Murder

If you watched or read the news today, you’ll know that yet another Australian woman has been brutally murdered, most likely at the hands of a man.

This tragedy brings the number of women murdered in Australia since 1 January 2019 to 20 (Destroy the Joint 2019).  Yes, twenty.

In 2018, a total of 69 Australian women were killed by Australian men (Destroy the Joint 2019).

The majority of these women were killed by a current or former partner (Cullen et al 2018).  Many others, were victims of sexually motivated crime.  To say I’m enraged by these numbers and the preventable loss of lives, doesn’t come close.

Violence against women
Photo credit: Kat Wilcox

The victims’ names, faces, barely hit the news.  When they do, it’s for a brief, blinking moment.  The perpetrator, always portrayed as a good bloke, a family man, loved by his mates.

The victims are forgotten as soon as the next story unfolds.

Even our government seems committed to turning a blind eye.  See nothing.  Do little. Take no blame.

On 9 November 2018, a crazed man wielding a knife stabbed three people, killing one man in Melbourne’s bustling Bourke Street.  The city came to a stop.  A media storm ensued.  The Prime Minister spoke out, denouncing acts of violence and terror, promising his government would do more to protect us from the biggest threat to our Australian way of life.

The horror and grief of losing a loved one, colleague or friend in such a violent way, is unimaginable. The male victim didn’t deserve to die.

But neither did any of those women.

A total of 69 women were killed by men in 2018 (Destroy the Joint 2018).

Nine Australians have been killed on Australian soil by terrorism since 2014 (SBS 2018).

Let’s think about that.

At least one woman is killed by a man, every week in this country and our government remains silent.

One man is murdered under the guise of ‘terrorism’ and the highest office in this country responds.

Is it because a woman who dies at the hands of a man, in the home or on a quiet street after dark, has most likely been in a relationship with that man and therefore should have known better?

Because surely, she must have known.

She should have seen the signs.

Should have left the first time he hit her.

Should have known he wasn’t a good choice in the first place.

And if she knew of the danger and the risk, why didn’t she just leave?

Staying in the relationship was foolish.

Everyone knew he was going to hurt her.  She knew it herself.

If we’re really honest, she was asking for it.

It was expected, inevitable. It didn’t come as a shock.

So really, she only has herself to blame.

And if she has herself to blame, he’s not really such a bad guy after all, is he? 

Is that the thinking behind this government’s lack of urgency?

I have no doubt that this misogynistic brand of thinking is lurking, denied, in the murky patriarchy of government, and the bowels of authority.

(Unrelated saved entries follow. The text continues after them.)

PR #224, opened 2016-03-08
Edit create route attributes

ginold:
screenshot from 2016-03-08 16 38 53
screenshot from 2016-03-08 16 39 26

same idea here as for waypoints :
- step by step creation/edition flow
- fields change depending on route activities


asaunier:
If I get it well, the 5 first commits of this PR come from https://github.com/c2corg/v6_ui/pull/220
Then the relevant commits are c83a2b0 and de7662d , correct?

asaunier:
Making it possible to associate WP directly from the route editing form is indeed a good idea and will most likely encourage people to create those associations (in v5 most people don't do it, perhaps because they have not noticed it was possible).

But I guess it implies changes in the API to actually create the associations...

tsauerwein:
> But I guess it implies changes in the API to actually create the associations... 

You mean in one request?

asaunier:
Maybe not. It would be cool to be able to reuse existing tools/services, if possible/not too complicated.

ginold:
Isn't it one of the main points we discussed - to be able, and forced, to
associate a waypoint while creating a new route?
why does it imply changes to the api? it is already available in the
detailed-view page, isn't it?

On Tue, Mar 8, 2016 at 5:02 PM, Alex Saunier <notifications@github.com>
wrote:

> Making it possible to associate WP directly from the route editing form is
> indeed a good idea and will most likely encourage people to create those
> associations (in v5 most people don't do it, perhaps because they have not
> noticed it was possible).
>
> But I guess it implies changes in the API to actually create the
> associations...
>
> —
> <https://github.com/c2corg/v6_ui/pull/224#issuecomment-193839860>.
>



-- 

adam.gina@camptocamp.com

Bâtiment A
1015 Lausanne

Tel + 41 21 619 10 10
http://www.camptocamp.com

tsauerwein:
When you create/modify a route, you can specify a main waypoint. I think Alex is talking about adding/updating arbitrary associations when updating a route (in one request)?

asaunier:
> why does it imply changes to the api? it is already available in the
detailed-view page, isn't it?

Yes but it means that the associations will be done even though the document editing is finally not confirmed (maybe not a problem).

Another problem is that when creating a new document, the associations won't work since we the document id is not available until the document is actually created => we need to postpone the associations the creation is done, thus we cannot use the association tool as is.

asaunier:
> When you create/modify a route, you can specify a main waypoint

Can we already set the main WP when editing a route?
If yes, how does it work? One should provide the main WP id in the POST/PUT JSON request?

tsauerwein:
Like so: https://github.com/c2corg/v6_api/blob/master/c2corg_api/tests/views/test_route.py#L391-L411

asaunier:
OK, then we need in the editing form to be able to list the associated WPs (with the current main WP being marked as "main"), pick one and then update the ``main_waypoint_id`` attribute.

tsauerwein:
Note that currently no association is created when setting the main waypoint. But it would make sense, see https://github.com/c2corg/v6_api/issues/177.

asaunier:
Associations and main waypoint could be managed in separated PR. I have created issues about those topics: https://github.com/c2corg/v6_ui/issues/227 https://github.com/c2corg/v6_ui/issues/228

asaunier:
No objections against merging this PR when #220 is merged and conflicts are managed (most likely you will have to rebase and drop some commits).

asaunier:
Do you need to have both ``activities.svg`` and other SVG files for every single activity?

asaunier:
The organisation of the attributes among the steps and sections could probably be discussed. I see things that are not very consistent. For instance the "exposition" attributes in the "gear" section.
It would make sense to show the summary field before the description field. Maybe also to show the title field in the same step.
 
I think the map diserve its own step, should be bigger and with a tool to upload a GPS track.

But well, you don't have to guess how to organise the attributes. I suggest we keep them like this and I will ask the client to give us instructions.

c2corg_ui/static/img/fonts/icomoon.svg
```diff
@@ -0,0 +1,25 @@
+<?xml version="1.0" standalone="no"?>
+<!DOCTYPE svg PUBLIC "-//W3C//DTD SVG 1.1//EN" "http://www.w3.org/Graphics/SVG/1.1/DTD/svg11.dtd" >
+<svg xmlns="http://www.w3.org/2000/svg">
+<metadata>Generated by IcoMoon</metadata>
```
asaunier: Is it a good idea to name a file according to the tool used to generate it?

c2corg_ui/static/img/news.svg
```diff
@@ -0,0 +1,44 @@
...
+	<path style="fill:#030104;" d="M81.114,30.146C73.196,11.725,60.456-2.306,54.009,0.316C43.062,4.765,60.53,26.133,6.774,47.984
+		c-4.643,1.887-5.82,9.441-3.877,13.957c1.939,4.515,8.291,9.01,12.936,7.123c0.803-0.326,3.754-1.275,3.754-1.275
+		c3.316,4.45,6.787,1.811,8.018,4.639c1.479,3.398,4.697,10.785,5.789,13.298c1.096,2.511,3.576,4.837,5.377,4.153
+		c1.795-0.684,7.91-3.011,10.25-3.901c2.338-0.89,2.896-2.974,2.182-4.619c-0.771-1.772-3.932-2.292-4.832-4.36
+		c-0.902-2.068-3.848-8.696-4.695-10.785c-1.152-2.841,1.295-5.152,4.85-5.522c24.467-2.55,29.041,12.561,37.371,9.173
+		C90.343,67.243,89.03,48.568,81.114,30.146z M78.358,60.03c-1.432,0.582-11.061-7.013-17.215-21.334
+		c-6.152-14.318-5.379-27.408-3.949-27.989c1.43-0.582,10.822,8.58,16.975,22.898C80.321,47.923,79.79,59.448,78.358,60.03z"/>
+</g>
+<g>
+</g>
```
asaunier: ??
Do we need all those empty tags?

Shouldn't we put this file in an SVG font containing all the icons?

ginold: actually all the svgs are already added to the icomoon fonts. Those svgs are here just in case i want to make changes to them and reupload a font (so theoretically you don't need them and i could have them on my pc only?)

c2corg_ui/static/img/fonts/icomoon.svg
ginold: don't know, it's been autogenerated

c2corg_ui/templates/helpers/view.html
```diff
@@ -97,15 +97,22 @@
...
+      % if 'title_prefix' in route['locales'][0] and route.locales[0]['title_prefix']:
+        <a href="${request.route_url('routes_view', id=route['document_id'], lang=route['locales'][0]['lang'])}">${route['locales'][0]['title']}</a>
       % else :
-        <a href="${request.route_url('routes_view', id=r['document_id'], lang=r['locales'][0]['lang'])}">${r['locales'][0]['title']}</a>
+        <a class="item-title" href="${request.route_url('routes_view', id=route['document_id'], lang=route['locales'][0]['lang'])}">${route['locales'][0]['title']}
+          <div class="route-activities">
+            ${get_route_activities(route, 'top')}
+          </div>
+          <div>
+            <p><b translate>elevation</b>  min ${route['elevation_min']} / max ${route['elevation_max']}</p>
```
tsauerwein: Note that `elevation_min/max` are not required fields, so you might end up with: "elevation min / max".

c2corg_ui/static/img/news.svg
asaunier: OK. Having the source SVG files in the repo is probably a good idea (unless we can easily extract them from the fonts?). To make it clearer that they are not used as is, perhaps we could store them in a ``src/`` directory?

asaunier:
When you click on checkboxes (for instance rock types), it adds some space at the bottom of the page (the scroll bar handle shrinks) whereas additional page is not needed!?

ginold:
thats because your summary pages gets bigger and new values are appearing.

asaunier:
> thats because your summary pages gets bigger and new values are appearing.

When you check more rock types?

ginold:
when you check or type or select anything.

On Fri, Mar 11, 2016 at 2:25 PM, Alex Saunier <notifications@github.com>
wrote:

> thats because your summary pages gets bigger and new values are appearing.
>
> When you check more rock types?
>
> —
> <https://github.com/c2corg/v6_ui/pull/224#issuecomment-195361420>.
>



-- 

adam.gina@camptocamp.com

Bâtiment A
1015 Lausanne

Tel + 41 21 619 10 10
http://www.camptocamp.com

c2corg_ui/static/js/lang.js
```diff
@@ -70,7 +74,7 @@ app.LangController = function(gettextCatalog, langUrlTemplate,
    */
   this.lang = this.cookies_.get('interface_lang') ||
       ngeoGetBrowserLanguage(this['langs']) || 'fr';
-  this.updateLang();
+  this.updateLang(null);
```
asaunier: I think you can avoid passing a ``null`` argument by adding a default value in the ``updateLang`` definition.
For instance
```
app.LangController.prototype.updateLang = function(lang) {
  lang = lang || null;
```

asaunier: Or maybe simply:
```
app.LangController.prototype.updateLang = function(lang) {
  if (lang || false) {
```

tsauerwein: Maybe this should rather be?
```js
var lang = this.cookies_.get('interface_lang') ||
       ngeoGetBrowserLanguage(this['langs']) || 'fr';
this.updateLang(lang);
```

asaunier:
I was just wondering why checking additional rock types (when some were already checked for instance) change the page height.
But that's a really minor issue.

c2corg_ui/templates/waypoint/edit.html
```diff
@@ -35,6 +35,7 @@ <h1 ng-init="id = ${waypoint_id if waypoint_id else 0}" class="text-center">
     <span class="ng-hide">
       {{editCtrl.updateMaxSteps(waypoint.waypoint_type)}} 
       {{editCtrl.waypoint_type = waypoint.waypoint_type}}
+      {{document = waypoint}}
```
asaunier: Does this mean this hidden span is used to set vars?
Isn't it a bit of a hack?
Can't you an ``ng-init`` for instance?

ginold: it is a hack but tried only after seeing that it doesn't work with ng init.
Probably ng init comes to early and has false values, whereas this set can
be modified and updated on the fly.

On Fri, Mar 11, 2016 at 2:45 PM, Alex Saunier <notifications@github.com>
wrote:

> In c2corg_ui/templates/waypoint/edit.html
> <https://github.com/c2corg/v6_ui/pull/224#discussion_r55830010>:
>
> > @@ -35,6 +35,7 @@ <h1 ng-init="id = ${waypoint_id if waypoint_id else 0}" class="text-center">
> >      <span class="ng-hide">
> >        {{editCtrl.updateMaxSteps(waypoint.waypoint_type)}}
> >        {{editCtrl.waypoint_type = waypoint.waypoint_type}}
> > +      {{document = waypoint}}
>
> Does this mean this hidden span is used to set vars?
> Isn't it a bit of a hack?
> Can't you an ng-init for instance?
>
> —
> <https://github.com/c2corg/v6_ui/pull/224/files#r55830010>.
>



-- 

adam.gina@camptocamp.com

Bâtiment A
1015 Lausanne

Tel + 41 21 619 10 10
http://www.camptocamp.com

ginold:
not anymore #updated

On Fri, Mar 11, 2016 at 1:27 PM, Alex Saunier <notifications@github.com>
wrote:

> Do you need to have both activities.svg and other SVG files for every
> single activity?
>
> —
> <https://github.com/c2corg/v6_ui/pull/224#issuecomment-195348048>.
>



-- 

adam.gina@camptocamp.com

Bâtiment A
1015 Lausanne

Tel + 41 21 619 10 10
http://www.camptocamp.com

c2corg_ui/static/js/lang.js
ginold: changed to this.updateLang(this.lang);
and lang = lang || null;  

and it works well :)) thx

asaunier:
Thanks for the changes. Looks good to me.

Or maybe the apathy is because domestic violence and sexually motivated violence really only terrorises one half of the population – the half that holds fewer seats in Parliament and occupies fewer seats around Board room tables.  The less important half.

Hot fury burns in my gut. When will enough be enough?

Leadership and action to condemn this plague and prevent the loss of lives, must come from the top.

When will our government respect women?  When will our government care enough to intervene against the plague of femicide in this country?

Scott Morrison speaks of needing to prevent the radicalisation of Islamic boys.

What we need is action to prevent the radicalisation of all boys against girls and women, so that women no longer need to live in terror.

And to do that, we need more women in leadership positions, to make decisions about the safety of all Australians, not just the safety of men.  We need female leaders to stand up for women, because our male leaders sure as hell aren’t.


 References:

Cullen P, Vaughan G, Li Z, et al.  2018. PW 1809 Counting dead women: a review of intimate-partner femicide in Australia.  

Destroy the Joint 2018.  Counting Dead Women Australia 2018 – violence against women in Australia, Destroy the Joint, Australia.

Destroy the Joint 2019.  Counting Dead Women Australia 2019 – violence against women in Australia, Destroy the Joint, Australia.

SBS 2018. Deaths from terrorism fall globally as IS power fades [Online], Available at: https://www.sbs.com.au/news/deaths-from-terrorism-fall-globally-as-is-power-fades

 

 

3 thoughts on “Murder

  1. I hear you and I’m enraged and frightened, too. Things aren’t getting better, but seem to be worsening. #metoo was empowering and I really thought it might lead to change, but after our election results, and watching what’s happening in Alabama and the US right now, the world seems to be pushing back and becoming even more anti-women. I don’t understand, as sacrificing women isn’t good for any society. We are all lesser for it, men and women, our children, everyone, everywhere.

    This rage is driving my second novel—we need to write and keep writing, telling our stories. We need to keep going with our art more than ever before.

    Like

    • I couldn’t agree more, Louise and I’m uplifted by the number of strong women speaking up, unafraid of the tide. The only way we can make change is by persisting to press for change, together.